To do: Reproduce exactly the lines that run from the start of the records below to the line with "when explicitly flushed).", inclusive.

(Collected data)

PR #2950, opened 2023-04-28
[installinator] Write host OS to M.2 block device in appropriately-sized chunks

jgallagher:
This adds a couple utility modules:

* `illumos_utils::dkio` contains a wrapper for the `dkio` ioctl we need to call to ask a device what its block size is.
* `installinator::block_size_writer` implements an `AsyncWrite` adapter that buffers data and always passes exactly block-size bytes down to its inner writer (except when explicitly flushed).

and then uses them in `installinator` to ensure that when we've found the host OS destination by scanning hardware for M.2s, we configure our writing transport to use a block-size writer configured for the target device.

Builds on #2949.

### DIFF
--- a/installinator/src/block_size_writer.rs
+++ b/installinator/src/block_size_writer.rs
@@ -1,0 +1,223 @@
+// This Source Code Form is subject to the terms of the Mozilla Public
+// License, v. 2.0. If a copy of the MPL was not distributed with this
+// file, You can obtain one at https://mozilla.org/MPL/2.0/.
+
+use pin_project_lite::pin_project;
+use std::io;
+use std::pin::Pin;
+use std::task::ready;
+use std::task::Context;
+use std::task::Poll;
+use tokio::io::AsyncWrite;
+
+pin_project! {
+    /// `BlockSizeWriter` is analogous to a tokio's `BufWriter`, except it
+    /// guarantees that writes made to the underlying writer are always
+    /// _exactly_ the requested block size, with two exceptions: explicitly
+    /// calling (1) `flush()` or (2) `shutdown()` will write any
+    /// buffered-but-not-yet-written data to the underlying buffer regardless of
+    /// its length.
+    pub(crate) struct BlockSizeWriter<W> {
+        #[pin]
+        inner: W,
+        buf: Vec<u8>,
+        block_size: usize,
+    }
+}
+
+impl<W: AsyncWrite> BlockSizeWriter<W> {
+    pub(crate) fn with_block_size(block_size: usize, inner: W) -> Self {
+        Self { inner, buf: Vec::with_capacity(block_size), block_size }
+    }
+
+    #[cfg(test)]
+    fn into_inner(self) -> W {
+        self.inner
+    }
+
+    fn get_pin_mut(self: Pin<&mut Self>) -> Pin<&mut W> {
+        self.project().inner
+    }
+
+    fn flush_buf(
+        self: Pin<&mut Self>,
+        cx: &mut Context<'_>,
+    ) -> Poll<io::Result<()>> {
+        let mut me = self.project();
+        let mut written = 0;
+        let mut ret = Ok(());
+        while written < me.buf.len() {
+            match ready!(me.inner.as_mut().poll_write(cx, &me.buf[written..])) {
+                Ok(0) => {
+                    ret = Err(io::Error::new(
+                        io::ErrorKind::WriteZero,
+                        "failed to write the buffered data",
+                    ));
+                    break;
+                }
+                Ok(n) => written += n,
+                Err(e) => {
+                    ret = Err(e);
+                    break;
+                }
+            }
+        }
+        if written > 0 {
+            me.buf.drain(..written);
+        }
+        Poll::Ready(ret)
+    }
+}
+
+impl<W: AsyncWrite> AsyncWrite for BlockSizeWriter<W> {
+    fn poll_write(
+        mut self: Pin<&mut Self>,
+        cx: &mut Context<'_>,
+        buf: &[u8],
+    ) -> Poll<Result<usize, std::io::Error>> {
+        // We should never buffer up more than `block_size` data.
+        assert!(self.buf.len() <= self.block_size);
+
+        // If we already have exactly `block_size` bytes, begin by flushing.
+        if self.buf.len() == self.block_size {
+            ready!(self.as_mut().flush_buf(cx))?;
+        }
+
+        let me = self.project();
+        if me.buf.is_empty() {
+            // If our buffer is empty, either directly write `block_size` bytes
+            // from `buf` to `inner` (if there's enough data in `buf`) or just
+            // copy it into our buffer.
+            if buf.len() >= *me.block_size {
+                me.inner.poll_write(cx, &buf[..*me.block_size])
+            } else {
+                // `me.buf` is empty and `buf` is strictly less than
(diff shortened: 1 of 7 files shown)


installinator/src/block_size_writer.rs
```diff
@@ -0,0 +1,223 @@
...
+        if self.buf.len() == self.block_size {
+            ready!(self.as_mut().flush_buf(cx))?;
+        }
+
+        let me = self.project();
+        if me.buf.is_empty() {
+            // If our buffer is empty, either directly write `block_size` bytes
+            // from `buf` to `inner` (if there's enough data in `buf`) or just
+            // copy it into our buffer.
+            if buf.len() >= *me.block_size {
```
andrewjstone, line 91: I think it may be clearer to use `==` here, since we explicitly want `buf.len() <= self.block_size` and we assert that above.

installinator/src/block_size_writer.rs
```diff
@@ -0,0 +1,223 @@
...
+        fn poll_shutdown(
+            self: Pin<&mut Self>,
+            _cx: &mut Context<'_>,
+        ) -> Poll<Result<(), io::Error>> {
+            Poll::Ready(Ok(()))
+        }
+    }
+
+    #[proptest]
+    fn proptest_block_writer(
```
andrewjstone, line 168: Nice test :)

andrewjstone (approved):
Ship it!

installinator/src/block_size_writer.rs
jgallagher: Thanks! I was happy when I replaced `BlockSizeWriter` with tokio's `BufWriter` and saw the test fail immediately (even when constructed with capacity == block_size).

installinator/src/block_size_writer.rs
andrewjstone: Instead of renaming I suggest I do a better job reviewing :) Let's keep it as is. The naming is idiomatic.

installinator/src/block_size_writer.rs
```diff
@@ -0,0 +1,223 @@
...
+                // `me.buf` is empty and `buf` is strictly less than
+                // `self.block_size`, so just copy it.
+                me.buf.extend_from_slice(buf);
+                Poll::Ready(Ok(buf.len()))
+            }
+        } else {
+            // Our buffer already has data - just copy as much of `buf` as we
+            // can onto the end of it.
+            let n = usize::min(*me.block_size - me.buf.len(), buf.len());
+            me.buf.extend_from_slice(&buf[..n]);
```
andrewjstone, line 103: After looking at this again, I see that we may fill up a block size of data, but if so, we don't necessarily write it to the underlying writer via a call to `me.inner.poll_write`. If this is the last chunk of data though, are we guaranteed to get another call to `self.poll_write` or a call to `poll_flush`?

jgallagher: We're not; the onus is on the caller to call `.flush()` when they're done. tokio's `BufWriter` and `std::io::BufWriter` have the same requirements; tokio's docs include

> When the BufWriter is dropped, the contents of its buffer will be discarded... If you need to write out the contents of its buffer, you must manually call flush before the writer is dropped.

I could add something similar to the block comment on `BlockSizeWriter`?

andrewjstone: This makes sense. Thank you! I think a block comment would be warranted.

jgallagher: :+1: Added in [ad4f011](https://github.com/oxidecomputer/omicron/pull/2950/commits/ad4f01147dcd0966799fac039346b8c3ffd3420f)

installinator/src/write.rs
```diff
@@ -300,18 +330,23 @@ impl<'a> SlotWriteContext<'a> {
...
-        transport: &'b mut impl WriteTransport,
+        host_phase_2_transport: &'b mut impl WriteTransport,
+        control_plane_transport: &'b mut impl WriteTransport,
     ) {
         match self.progress {
             DriveWriteProgress::Unstarted
             | DriveWriteProgress::HostPhase2Failed => {
-                let transport_handle =
-                    self.register_host_phase_2_step(engine, transport);
-                self.register_control_plane_step(engine, transport_handle);
```
sunshowers, line 310: Nice simplification!

installinator/src/block_size_writer.rs
```diff
@@ -0,0 +1,227 @@
...
+    /// guarantees that writes made to the underlying writer are always
+    /// _exactly_ the requested block size, with two exceptions: explicitly
+    /// calling (1) `flush()` or (2) `shutdown()` will write any
+    /// buffered-but-not-yet-written data to the underlying buffer regardless of
+    /// its length.
+    ///
+    /// When `BlockSizeWriter` is dropped, any buffered data it's holding will
+    /// be discarded. It is critical to manually call `BlockSizeWriter:flush()`
+    /// or `BlockSizeWriter::shutdown()` prior to dropping to avoid data loss.
+    pub(crate) struct BlockSizeWriter<W> {
```
sunshowers, line 24: What do you think of calling this `BlockSizeBufWriter`?

sunshowers (approved):
Looks good! `BlockSizeWriter` could probably live in its own crate/repo even, seems generally useful.

installinator/src/block_size_writer.rs
```diff
@@ -0,0 +1,227 @@
...
+    /// `BlockSizeWriter` is analogous to a tokio's `BufWriter`, except it
+    /// guarantees that writes made to the underlying writer are always
+    /// _exactly_ the requested block size, with two exceptions: explicitly
+    /// calling (1) `flush()` or (2) `shutdown()` will write any
+    /// buffered-but-not-yet-written data to the underlying buffer regardless of
+    /// its length.
+    ///
+    /// When `BlockSizeWriter` is dropped, any buffered data it's holding will
+    /// be discarded. It is critical to manually call `BlockSizeWriter:flush()`
+    /// or `BlockSizeWriter::shutdown()` prior to dropping to avoid data loss.
```
sunshowers, line 23: I don't know how to feel about this, seems like a big footgun. I would prefer either writing the data in the `Drop` or just panicking if there's any data to be written.

installinator/src/block_size_writer.rs
jgallagher: Sure, seems good to hint at the other related types.

installinator/src/block_size_writer.rs
jgallagher: I don't think we can write the data without async drop, right?

I agree that this is a pretty gnarly footgun, but it's the exact same one tokio's `BufWriter` has. `std`'s BufWriter notes that it tries to write the data in drop but you have no feedback if it fails, so even if we could write the data we'd still want a "but you should really use flush when you're done" doc comment just like `std`'s BufWriter does.

Every time I've tried to add a panic in drop to catch client misbehavior it's come back to bite me. I'd be perfectly fine putting a `debug_assert` that the buffer is empty in `Drop`, but I'm not sure that would actually help us since the block writer only runs on real hardware (and is built in release mode basically always AFAIK).

sunshowers: Aha, forgot about async drop. Yeah, matching tokio's `BufWriter` is ok.

installinator/src/block_size_writer.rs
jgallagher: Renamed in a5329619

Expected answer:
PR #2950, opened 2023-04-28
[installinator] Write host OS to M.2 block device in appropriately-sized chunks

jgallagher:
This adds a couple utility modules:

* `illumos_utils::dkio` contains a wrapper for the `dkio` ioctl we need to call to ask a device what its block size is.
* `installinator::block_size_writer` implements an `AsyncWrite` adapter that buffers data and always passes exactly block-size bytes down to its inner writer (except when explicitly flushed).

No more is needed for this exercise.